#### What you have to do
What is needed is an exact copy of the line where "- Adds a new" appears plus every later line in the material.

#### Records to use
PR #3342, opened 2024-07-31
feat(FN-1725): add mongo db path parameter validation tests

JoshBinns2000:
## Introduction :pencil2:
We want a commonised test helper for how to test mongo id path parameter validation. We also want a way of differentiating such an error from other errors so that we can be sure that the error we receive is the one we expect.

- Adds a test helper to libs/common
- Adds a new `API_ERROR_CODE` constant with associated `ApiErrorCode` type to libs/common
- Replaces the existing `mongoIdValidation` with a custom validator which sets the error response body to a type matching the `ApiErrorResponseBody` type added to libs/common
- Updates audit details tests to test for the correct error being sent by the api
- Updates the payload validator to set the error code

#### Answer space
- Adds a new `API_ERROR_CODE` constant with associated `ApiErrorCode` type to libs/common
- Replaces the existing `mongoIdValidation` with a custom validator which sets the error response body to a type matching the `ApiErrorResponseBody` type added to libs/common
- Updates audit details tests to test for the correct error being sent by the api
- Updates the payload validator to set the error code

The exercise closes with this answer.